GILBERT & SULLIVAN: THE SORCERER (London). It was a grand spoof to write an opera about a prim English garden party where a wicked magician pours a love potion in the guests' tea, but G. & S. popped the bubble before it left their pipes. Wordiness obscures their wit in spite of the chopping and splicing that at least halves The Sorcerer on this heavily edited recording. Nevertheless, if anyone can do Gilbert & Sullivan's third opus, D'Oyly Carte can, and it does.
VERDI: LA TRAVIATA (RCA Victor). It is amazing that Verdi's most intimate and affecting opera is so popular, for it is nearly impossible to find perfect performers for it. The consumptive heroine-courtesan must have the brains of a Mme. de Stael, the temperament of a Bernhardt, and three voices that resemble the best of a Pons, Tebaldi and Callas. Although Montserrat Caballe may look like a three-in-one soprano, she has but one exceptionally beautiful voice.
ClNEMA
OUR MOTHER'S HOUSE. Out of a modern Gothic tale of innocence and evil, Producer-Director Jack Clayton (Room at the Top) has created an adult morality play with the aid of seven children, each an accomplished scene-stealer.
THE TIGER MAKES OUT. Eli Wallach and Anne Jackson repeat their rollicking performances in Murray Schisgal's off-Broadway play The Tiger, with an expanded scenario that overflows with sight and sound gags.
THE BATTLE OF ALGIERS. A cinema-verite-stye recounting of the Algerian guerrilla war against the French during the '50s, in which Italian Director Gillo Pontecorvo has used not one frame of actual documentary film footage, yet manages to make the movie explosively real.
THE CLIMAX. The trials of trigamy, as related by Italian Director Pietro Germi (Divorce, Italian Style), with Ugo Tognazzi in the role of a man lost in the labors of love.
CLOSELY WATCHED TRAINS. A Czech tragicomedy about a World War II railway apprentice who never gets his signals right and a carefree train dispatcher with an express schedule of seductions.
BOOKS
Best Reading
THE CONFESSIONS OF NAT TURNER, by William Styron. This brooding, mythic "meditation on history" takes the reader into the heart of the Virginia slave who led a bloody rebellion in 1831.

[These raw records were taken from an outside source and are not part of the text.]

PR #180, opened 2024-10-01
Feat/Add limits to random module.

lhruby:
# Description
* Allow to specify limits for certain methods of the `random` module.
Note that `Bounds<T>` cannot be used here, as the module `types` depends on the module `random`, which would lead to cyclic dependencies.

## Type of change

### DIFF
--- a/modules/random/include/hephaestus/random/random_object_creator.h
+++ b/modules/random/include/hephaestus/random/random_object_creator.h
@@ -16,6 +16,7 @@
 
 #include "hephaestus/utils/concepts.h"
 #include "hephaestus/utils/exception.h"
+#include "hephaestus/types/bounds.h"
 
 namespace heph::random {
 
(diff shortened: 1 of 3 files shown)


modules/random/include/hephaestus/random/random_object_creator.h
```diff
@@ -16,6 +16,7 @@
 
 #include "hephaestus/utils/concepts.h"
 #include "hephaestus/utils/exception.h"
+#include "hephaestus/types/bounds.h"
```
lhruby, line 19: @filippobrizzi there is an issue with our current module structure, which leads to cyclic dependencies. 

If we use `types::DummyType` to test other modules, then non of these modules must depend on types. If we add helper types like `Bounds<T>` to `types`, we cannot use them in most hephaestus modules. The random module is a good example.

Solutions: we either move DummyType into a separate module, like a test helper, or we try to formulate all helper types in terms of utility etc. The latter sounds more appealing.

`utility::???::Bounds<T>` <-- suggestions?

filippobrizzi: makes sense, actually `Bounds` is not really a type, it is a helper/utils I would say.

lhruby: Any suggestion for a folder/namespace for `Bounds`? utils::types, utils::data, utils::ranges, ...

filippobrizzi: I vote for `data`

filippobrizzi (approved):

PR #155, opened 2020-01-27
fix(markdown-html): updates softbreaks

DianaLease:
Signed-off-by: Diana Lease <dianarlease@gmail.com>

### Issue
- Currently, the transform uses `wbr` for softbreaks, which is not semantically correct and causes issues when rendering html in the browser

### Changes
- Uses `\n` for softbreaks instead of `wbr` when converting to html
- When converting from html, we find each `\n` inside of a text node and insert a softbreak node in its place

### Flags
- All of the tests currently pass. However, this could use more testing to make sure extraneous softbreaks do not get added where they shouldn't since we use `\n` in other parts of the transform as well.

Related to https://github.com/accordproject/cicero-template-library/pull/313

### DIFF
--- a/packages/markdown-html/src/ToHtmlStringVisitor.js
+++ b/packages/markdown-html/src/ToHtmlStringVisitor.js
@@ -138,7 +138,7 @@ class ToHtmlStringVisitor {
             parameters.result += '<br>\n';
             break;
         case 'Softbreak':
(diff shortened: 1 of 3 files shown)


jeromesimeon:
Another benefit of the PR is that \n in html paragraphs will now be nicely imported as softbreaks, which could be useful in some cases.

THE PYRAMID, by William Golding. A deceptively simple story of a man's simultaneous rise and fall, absorbingly told by Golding and buttressing his view that original sin is an anthropological fact.
ROUSSEAU AND REVOLUTION, by Will and Ariel Durant. The final volume of their 38-year labor on the story of civilization once again demonstrates the Durants' immense talent for transmuting tireless research into never tiresome storytelling.

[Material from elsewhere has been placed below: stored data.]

Issue #154, opened 2020-01-08
Issue roundtripping multiline block quotes


DianaLease:
When saving from slate to markdown and then re-rendering as Slate, multiline block quotes get lost. The first line is preserved, but the subsequent lines fall outside the block quote when we reload.

jeromesimeon:
I was mistaken that this isn't a bug in `markdown-transform`. This even occurs for multi-line block quotes roundtrips on CommonMark:

```
bash-3.2$ ./packages/markdown-cli/index.js normalize --sample test.md 
./packages/markdown-cli/index.js normalize --sample test.md 
2:52:27 PM - info: 
test

> code
block

> with

more
than

one
line
test
bash-3.2$ cat test.md 
cat test.md 
test
> code
> block
> > with
> > 
> > more
> than
> 
> one
> line
test
```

THE HEIR APPARENT, by William V. Shannon, is an often critical, usually dispassionate but at times frankly sympathetic assessment of Bobby and his attempt to bring about a Kennedy Restoration.
O THE CHIMNEYS, by Nelly Sachs. At 75, Nelly Sachs, who lives in Sweden, writes in German and was rescued from almost total obscurity by a 1966 Nobel Prize, appears as a powerful singer of the fate of the Jewish people.

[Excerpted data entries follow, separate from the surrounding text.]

PR #214, opened 2020-04-15
Transform API

dselman:

# Issue #211 
A new API to automatically chain transformation between a source format and a destination format.

### Changes
- Added `dijkstrajs` to find the shortest path between a source and destination format
- Added transformation graph
- Added code to run all the transformations returned by `dijkstrajs`
- Added code to convert the transformation graph to PlantUML and a build script to auto generate the diagram for the readme
- Updated README.md with example usage

transformations


dselman:
> I love it. (Including the fun script to generate the diagram).
> 
> Two things:
> 
> * please remove the `package-lock.json` file

Oops. Will do.

> * I'm slightly uncomfortable having two CLIs. I would lean toward merging but would want the CLI to be consolidated. I am assuming we could move the CLI back into `markdown-cli`. Any thoughts on this?

Agreed - we should refactor the existing CLI to use the new `transform` API. I hope that will clean up the CLI code significantly!

dselman:
@jeromesimeon ready to go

TWENTY LETTERS TO A FRIEND, by Svetlana Alliluyeva. Stalin's daughter shines her beam of light into dark Kremlin corners as she tells how her friends and family were scythed by purges.
YEARS OF WAR, 1941-1945: FROM THE MORGENTHAU DIARIES, by John Morton Blum, traces the last term in office of F.D.R.'s Treasury Secretary, Henry Morgenthau Jr., and the birth of the "Morgenthau Plan" for conquered Germany, which cost the crusty hawk his Cabinet post.
A GARDEN OF EARTHLY DELIGHTS, by Joyce Carol Gates. Miss Gates is a throwback to Dreiser--a realistic novelist, telling an old-fashioned story about a girl who put success before virtue.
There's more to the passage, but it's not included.